Tuesday, August 10, 2004 Posted: 10:35 AM EDT (1435 GMT)
TOKYO (AP) -- Five years ago Japanese women's rights advocates won their battle to legalize the birth control pill. Now they are waging an even tougher fight -- getting women to use it.
"I don't know anyone who is on the pill among my friends, and we don't really talk about it," said Junko Okihiro, 24, a software company engineer.
Okihiro and her friends are the vast majority in Japan.
About 370,000 Japanese women use the pill, according to estimates, only 1.3 percent of the 28 million Japanese females between 15 and 49 years old, compared with 15.6 percent in the United States, according to the United Nations.

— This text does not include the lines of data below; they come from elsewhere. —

PR #16654, opened 2023-10-26
Adds fractional condensers

TDHooligan:
[CHEMISTRY] [FEATURE]
## About the PR 
Adds a new kind of condenser - The fractional condenser. 
image
Sprites by Flaborized

Instead of evenly distributing reaction outputs between connected beakers, the fractional condenser has a unique connection for each beaker, up to 4 total.
Yellow -> Red -> Green -> Blue

When a reaction occurs, the reaction results are distributed down the appropriate condenser tube:

Acetone +      Phenol
Yellow    ->     Red

If any reaction outputs are unaccounted for, they are instead put in the last possible condenser tube.
Backflow is done per-tube, so if Red is leading to a full beaker, all products going down red will backflow into the condenser. 

TECHNICAL:
This adds a new line drawing method, due to a bug in filter transforms. It functionally looks the same as before but [avoids an issue (discord)](https://discord.com/channels/182249960895545344/890226559691157524/1166717680888315985) that causes clipping. The downside is that it doesn't work with 'source caps' due to how it scales sprites to make properly sized end-caps.

It also adds an explicit ordering to additional chemicals being added by reactions.

## Why's this needed? 
In the short term: People don't like the acetone/phenol split at the minute.

Long term: I think this is a good step towards incentivising larger setups. We can create reactions where expensive reagent could actually be recovered and re-used. etc.

## Changelog 

```changelog
(u)TDHooligan + Flaborized
(*)Chemistry now has a fractional condenser. Split acetone reactions etc.
```


code/WorkInProgress/actuallyKeelinsStuff.dm
```diff
@@ -94,6 +94,20 @@ Returns:
 			I.filters += filter(type="layer", render_source = (islist(render_source_cap) ? pick(render_source_cap) : render_source_cap), transform=M2)
 		I.transform = UNLINT(matrix().Turn(-angle).Translate((dist),0).Turn(angle))
 		result.lineImage = I
+	else if(mode == LINEMODE_STRETCH_NO_CLIP)
```
Laboredih123, line 97: could this be turned into a switch statement instead? a suggestion

TDHooligan:
> Personally, i think this should not be avaible in chemistry at round start. This is a very clear upgrade over the condenser in most applications.

counterpoint:
as far as i have heard, nobody likes the acetone/phenol reaction. everyone will use the one you start with for this. instead it will incentivise anything requiring acetone/phenol to become part of a reaction chian.

code/WorkInProgress/actuallyKeelinsStuff.dm
TobleroneSwordfish, line 97: document why this exists and is different to `LINEMODE_STRETCH` (since the name implies it should just be the default behaviour of `LINEMODE_STRETCH`)

code/modules/chemistry/Chemistry-Tools.dm
```diff
@@ -817,11 +825,85 @@ proc/ui_describe_reagents(atom/A)
...
+			src.UpdateOverlays(null, "fluid_image")
+			if (reagents.total_volume)
+				var/fluid_state = round(clamp((src.reagents.total_volume / src.reagents.maximum_volume * 5 + 1), 1, 5))
+				if (!src.fluid_image)
+					src.fluid_image = image(src.icon, "fluid-condenser_fractional[fluid_state]", -1)
+				else
+					src.fluid_image.icon_state = "fluid-condenser_fractional[fluid_state]"
+				var/datum/color/average = reagents.get_average_color()
+				src.fluid_image.color = average.to_rgba()
+				src.UpdateOverlays(src.fluid_image, "fluid_image")
```
TobleroneSwordfish, line 847: this looks like it's a duplicate of the parent proc with different `icon_state`s? If so it should just use a var instead

code/modules/chemistry/Chemistry-Tools.dm
```diff
@@ -817,11 +825,85 @@ proc/ui_describe_reagents(atom/A)
...
+		try_adding_container(var/obj/container, var/mob/user)
+			if (length(connected_containers) >= container_count)
+				boutput(user, "<span class='alert'>The [src.name] is fully connected!</span>")
+				return
```
TobleroneSwordfish, line 851: this shouldn't be needed if you use the parent vars, see above.

code/modules/chemistry/Chemistry-Tools.dm
```diff
@@ -817,11 +825,85 @@ proc/ui_describe_reagents(atom/A)
...
 			else
 				container.reagents.add_reagent(reagent, divided_amount, sdata, temp_new, donotreact, donotupdate)
-
 	disposing()
 		src.remove_container()
 		. = ..()
 
+	fractional
+		var/container_count = 4
+		var/container_order[4]
```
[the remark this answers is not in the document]
TDHooligan: missed this value existing entirely, good catch

code/WorkInProgress/actuallyKeelinsStuff.dm
TDHooligan: fair, see if the new docs are satisfactory!

TDHooligan: could be. im not really fussed though as the end result wont be something like a nice, compact C# switch, it's still going to be huge

code/modules/chemistry/Chemistry-Tools.dm
```diff
@@ -817,11 +826,66 @@ proc/ui_describe_reagents(atom/A)
...
+			for(var/i= 1 to max_amount_of_containers)
+				if (container_order[i] == container)
+					src.connected_containers.Remove(container)
+					src.UpdateOverlays(null, "tube\ref[i]")
+					UnregisterSignal(container, COMSIG_ATTACKHAND)
+					UnregisterSignal(container, XSIG_OUTERMOST_MOVABLE_CHANGED)
+					UnregisterSignal(container, COMSIG_MOVABLE_MOVED)
+					container_order[i] = FALSE
+
+		add_container(var/obj/container)
```
TobleroneSwordfish, line 874: needs to either check for or handle two outputs being connected to the same target, currently just runtimes

TobleroneSwordfish (changes requested):

code/modules/chemistry/Chemistry-Tools.dm
```diff
@@ -710,15 +710,17 @@ proc/ui_describe_reagents(atom/A)
...
 	incompatible_with_chem_dispensers = TRUE //could maybe be ok? idk
 	can_recycle = FALSE //made of glass, but would be a waste and almost certainly accidental so no
 	splash_all_contents = FALSE
 	object_flags = FPRINT | OPENCONTAINER | SUPPRESSATTACK
 	initial_volume = 100
 	accepts_lid = TRUE
+	//prefix for fluid icon state
+	var/fluid_prefix = "condenser"
 	var/list/connected_containers = list() //! the containers currently connected to the condenser
+	var/list/unique_containers = list() //! connected_containers, but without duplicate entries
```
TobleroneSwordfish, line 723: copying what I said from discord: what's with the unique_containers var? Surely you can just check if it's in connected_containers and achieve the same thing?

TobleroneSwordfish (changes requested):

The failure to establish the pill's usage since it was legalized in June 1999 -- four decades after it became available in the West -- surprises its advocates, who stress that it is safe and more effective than the alternatives.
"The idea that contraception is a women's responsibility isn't widespread in Japan," said Kunio Kitamura, a gynecologist and director of the Tokyo-based Japan Family Planning Association.
The pill appears to turn off many women here.
Close to 70 percent of the women who responded to a poll by Japan's Health Ministry three years after the pill was legalized said they would never use the pill. Only about 20 percent said they would be willing to try it.
Experts say part of the reason is that, the pill is a prescription drug and therefore can't be advertised. They say other factors are simple conservatism, vague concerns about possible side effects and an unwillingness to enter into a daily pill-taking regime.
Yuriko Marumoto, a Tokyo gynecologist, said the level of understanding regarding the pill remains too low, but is improving. She also said the social stigma and misconceptions, such as that the pill causes weight gain or infertility, are gradually fading.
"The number of women who decide to go on the pill has been growing," she said. "Good reviews of the drug are spreading by word of mouth, because most pill users like it once they experience it."
Most women, however, still appear to be content with other contraceptives. Condoms account for about 80 percent of the birth control market; the rhythm method and spermicidal jelly are the next most popular means.
Not all experts see a problem.
Teenage pregnancies are relatively low, and abortions have been steadily decreasing -- from 460,000 in 1990 to 330,000 in 2002, according to Kaori Ichikawa, a spokeswoman at the Maternal and Child Health division of the Ministry of Health, Labor and Welfare.
"Women are now able to assert their rights to men to a considerable degree, like asking men to use condoms," she said.
The prevalence of condom use also helps keep down the spread of sexually transmitted diseases, particularly AIDS, experts say.
"If more people start to go on the pill in Japan, we will definitely have more HIV-positive patients," said Takuya Togawa, of the disease control division of the Health Ministry. "With the number of the pill users in Japan still low, we are not urgently worried about the outbreak of HIV. We don't regard HIV as something like SARS or bird flu that demands our immediate attention."
Contraception awareness programs have also been put on a back burner as the government -- facing increasing fiscal difficulties with a rapidly aging society -- tries to persuade couples to have more babies. On average, women here have fewer than two children, meaning Japan's population -- and pool of taxpayers -- is shrinking.
For Okihiro, who is single, the pill just doesn't make much sense.
"I don't have a steady partner, so I don't need to be on the pill," she explains. "Besides, the pill can't protect me from sexually transmitted diseases, right?"